(Provided entries begins)

PR #2636, opened 2026-07-12
[BugFix] Respect safe value in tile copy OOB

### LINKED ISSUE #2543: [BUG][Fuzzer][wrong-code] Whole-tile `T.copy` of an out-of-bounds tile silently ignores `T.annotate_safe_value` and zero-fills the out-of-bounds region instead of using the annotated value
### Required prerequisites

0.1.11

### System information

NVIDIA H100 (sm_90), CUDA 13.0, from-source `v0.1.11` (`cd37ed5fc35ae7a60a1277c8eb49028174ac51e6`). The defect is in the tile-copy SIMT lowering (`src/op/copy.cc`), which is target-independent; reproduced on sm_90.

### Problem description

A whole-tile `T.copy` of an out-of-bounds global tile into shared memory silently ignores `T.annotate_safe_value` and always zero-fills the out-of-bounds region. Copying a `(60, 60)` `int32` tensor into a `(64, 64)` tile annotated with safe value `-99` produces `0` (not `-99`) in the out-of-bounds rows/cols `[60..63]`; the string `-99` never appears in the generated CUDA. The in-bounds region `[0:60, 0:60]` is correct, the kernel compiles and runs with no error, and the wrong fill is deterministic. Any code relying on the padding (e.g. a masked softmax over a padded tile) then consumes `0` where it asked for `-99`.

The value *is* a real, honored feature on the elementwise path: a byte-identical per-element `T.Parallel` load of the same tile with the same annotation returns `-99`. Only the whole-tile `T.copy` lowering drops it.

### Reproducible example code

```python
import tilelang
tilelang.disable_cache()
import tilelang.language as T
import torch

M = N = 60      # global 60x60
BM = BN = 64    # tile 64x64 -> rows/cols [60..63] are out of bounds


@T.prim_func
def bulk(A: T.Tensor((M, N), "int32"), Out: T.Tensor((BM, BN), "int32")):
    with T.Kernel(1, threads=128) as _:
        As = T.alloc_shared((BM, BN), "int32")
        T.annotate_safe_value({A: -99})          # request -99 as the OOB fill
        T.copy(A[0:BM, 0:BN], As)                # whole-tile copy
        for i, j in T.Parallel(BM, BN):
            Out[i, j] = As[i, j]


k = tilelang.compile(bulk, out_idx=[1], target="cuda")
A = torch.arange(M * N, dtype=torch.int32, device="cuda").reshape(M, N)
Out = k(A)
print("'-99' in CUDA:", "-99" in k.get_kernel_source())   # False
print("OOB row 60 [0:8]:", Out[60, :8].cpu().tolist())     # [0,0,0,0,0,0,0,0]  (want -99)
print("inbounds correct:", torch.equal(Out[:60, :60].cpu(), A.cpu()))  # True
```

Replacing the `T.copy` with a per-element `for i, j in T.Parallel: As[i,j] = A[i,j]` load — same annotation — instead prints `'-99' in CUDA: True` and `[-99, -99, …]`, which is the control isolating the defect to the whole-tile lowering.

### Traceback

```pytb
No traceback — the kernel compiles and runs to completion; the OOB fill is silently `0` instead of the annotated `-99`.
```

### Expected behavior

A whole-tile `T.copy` of an OOB tile should fill the out-of-bounds region with the value passed to `T.annotate_safe_value` (produce `-99`), matching the elementwise load of the same tile with the same annotation. The two paths honoring the same annotation differently is an internal inconsistency, not a design choice.

### Additional context

**Root cause.** The OOB fill of a tile copy is emitted by `CopyNode::MakeSIMTLoop` ([`src/op/copy.cc#L452`](https://github.com/tile-ai/tilelang/blob/cd37ed5fc35ae7a60a1277c8eb49028174ac51e6/src/op/copy.cc#L452)), which builds the guarded load with a hardcoded zero on the false branch ([`#L485`](https://github.com/tile-ai/tilelang/blob/cd37ed5fc35ae7a60a1277c8eb49028174ac51e6/src/op/copy.cc#L485)):

```cpp
value = if_then_else(src_predicate, value, make_zero(dst->dtype));
```

This runs inside `LowerTileOp`, *before* `LegalizeSafeMemoryAccess`. So the load arrives at the legalization pass already guarded with `make_zero`, and the pass's safe-value machinery — which reads `attr::kSafeValueMap` and applies `GetSafeValue` to still-unguarded loads ([`legalize_safe_memory_access.cc#L631`](https://github.com/tile-ai/tilelang/blob/cd37ed5fc35ae7a60a1277c8eb49028174ac51e6/src/transform/legalize_safe_memory_access.cc#L631), [`#L356`](https://github.com/tile-ai/tilelang/blob/cd37ed5fc35ae7a60a1277c8eb49028174ac51e6/src/transform/legalize_safe_memory_access.cc#L356)) — never sees this fill and never consults the annotated value. The elementwise path stays unguarded through `LowerTileOp`, so the legalization pass reaches it and honors the annotation — exactly the asymmetry the control shows.

**Suggested fix.** Thread the annotated safe value into `MakeSIMTLoop`'s false branch instead of hardcoding `make_zero`: look up the source buffer's safe value (defaulting to `make_zero`, mirroring `GetSafeValue`) where the copy is lowered, and use it at [`copy.cc#L485`](https://github.com/tile-ai/tilelang/blob/cd37ed5fc35ae7a60a1277c8eb49028174ac51e6/src/op/copy.cc#L485). This requires making `attr::kSafeValueMap` available to the copy lowering (it is on the block `LowerTileOp` processes). A local patch of this shape flips the repro to `-99` in the OOB region with the in-bounds region and the no-annotation zero-fill default both unchanged.

**Provenance.** The safe-value mechanism was added to `LegalizeSafeMemoryAccess` in [`72111642a`](https://github.com/tile-ai/tilelang/commit/72111642a) (#1050, 2025-10-17); the whole-tile copy path's `make_zero` fill in `MakeSIMTLoop` predates and was never wired to it.

**Not a duplicate.** Distinct from the TMA-copy *crash* reports (`cudaErrorIllegalInstruction` / launch abort / compile abort from TMA alignment/stride/swizzle constraints) — this is a silent wrong result on a clean-compiling kernel. The wrong fill comes from the SIMT copy lowering's `make_zero`, not from the TMA descriptor's `oob_fill` (flipping that descriptor field is inert for this OOB copy, since an OOB tile suppresses bulk/TMA selection). No open or closed tracker issue covers the whole-tile copy dropping `annotate_safe_value`.

zyy3077:
## Issue

https://github.com/tile-ai/tilelang/issues/2543

## Summary

Whole-tile `T.copy` lowered source out-of-bounds lanes with a hard-coded zero
fallback. This ignored `T.annotate_safe_value`, even though ordinary memory
access legalization already honors the same annotation.

## Example

```python
M = N = 60
BM = BN = 64

@T.prim_func
def bulk(A: T.Tensor((M, N), "int32"), Out: T.Tensor((BM, BN), "int32")):
        As = T.alloc_shared((BM, BN), "int32")
        T.annotate_safe_value({A: -99})
        T.copy(A[0:BM, 0:BN], As)
        for i, j in T.Parallel(BM, BN):
            Out[i, j] = As[i, j]
```

Before this fix, rows and columns `[60..63]` were filled with zero. After this
fix, they are filled with `-99`, while the in-bounds region remains unchanged.

## Root cause

`CopyNode::MakeSIMTLoop` generated the source predicate false branch directly:

```cpp
if_then_else(src_predicate, value, make_zero(dst->dtype))
```

This happens during `LowerTileOp`, before `LegalizeSafeMemoryAccess` can rewrite
ordinary OOB loads. As a result, the later pass never had a chance to apply the
annotated safe value for whole-tile copies.

## Fix

Resolve the source OOB safe value while parsing the tile op from its enclosing
`SBlock` annotations:

- `LowerTileOpPass` preserves the current lexical `SBlock` annotations and
  overlays the scoped `attr::kSafeValueMap` keyed by buffer data `Var`;
- `ParseOperator(op, block_annotations)` keeps call-local annotations separate
  and applies registered block-annotation handlers after the tile op is built;
- `copy`, `async_copy`, and `tma_copy` register the same handler, which resolves
  the source buffer safe value and stores it on `CopyNode`;
- `CopyNode::MakeSIMTLoop` uses the resolved value for the `src_predicate` false
  branch, falls back to source-dtype zero when no annotation exists, and casts
  the fallback to the destination dtype.

This keeps block annotation handling generic while keeping Copy-specific safe
value resolution in the Copy operator implementation.

## Tested

Added regression coverage in
`testing/python/language/test_tilelang_language_copy.py`:

- annotated source safe value `-99` is used for whole-tile copy OOB lanes;
- no annotation keeps the zero-fill default;
- row, column, and corner OOB regions are checked;
- source safe value is cast to the destination dtype;
- elementwise `T.copy` safe-value behavior remains unchanged.

Fixes https://github.com/tile-ai/tilelang/issues/2543

## C++ style / lint notes

This PR touches TileLang-owned C++ lowering and tile-op parsing code under
`src/op` and `src/transform`, plus focused Python regression tests.

The implementation keeps call-local tile-op annotations separate from enclosing
`SBlock` annotations and uses a small registered handler instead of adding
Copy-specific logic to the generic parser.

The C++ code was checked with the repository pre-commit hooks, including
`clang-format`.

## Summary

- Fixes whole-tile `T.copy` out-of-bounds handling to respect `T.annotate_safe_value` by propagating the per-block safe-value map into copy lowering.
- Uses the annotated source out-of-bounds safe value when available; otherwise falls back to a source-dtype zero and casts to the destination dtype as needed.
- Threads block annotations through tile-operator parsing and lowering with scoped restoration for nested blocks, updating parsing/lowering wiring so copy ops can consume `attr::kSafeValueMap`.
- Adds regression coverage for annotated/unannotated whole-tile OOB copies (row/column/ccorner regions), destination dtype casting, lexical scoping behavior, and unchanged in-bounds elementwise copy behavior.

## C++ style / lint notes

- The PR modifies C++ core code (`src/op/*` and `src/transform/lower_tile_op.cc`) but does not touch `docs/developer_guide/cpp_style.md`.
- The “C++ API Style Audit (warning only)” CI step may emit advisory TLCPP003/TLCPP004-style findings due to expanded public operator/block-annotation parsing interfaces and the new `CopyNode` field; treat any such warnings as non-blocking unless they indicate a concrete API/FFI/maintainability risk beyond style.


LeiWang1999:
Introducing a callback to get the safe memory value is too heavy, I think we can just add a map member to the lower args.

LeiWang1999 (approved):

PR #2639, opened 2026-07-12
[BugFix] Fix metal stream bridge

penguin-wwy:
## Summary

- Fixed the Metal/MPS stream bridge by disabling TVM’s Torch C DLPack integration on ROCm and MPS.
- Added MPS-specific handling to skip the DLPack C exchange API due to PyTorch stream-handle incompatibility.
- Updated lazy library loading to use the new helper.

### DIFF
--- a/tilelang/__init__.py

(Provided entries ends)

Your objective. The lines above starting at the one that contains "Added regression coverage in" and ending at the one that contains "- row, column, and" must be transcribed exactly, and no other lines may appear.

Task solution.
Added regression coverage in
`testing/python/language/test_tilelang_language_copy.py`:

- annotated source safe value `-99` is used for whole-tile copy OOB lanes;
- no annotation keeps the zero-fill default;
- row, column, and corner OOB regions are checked;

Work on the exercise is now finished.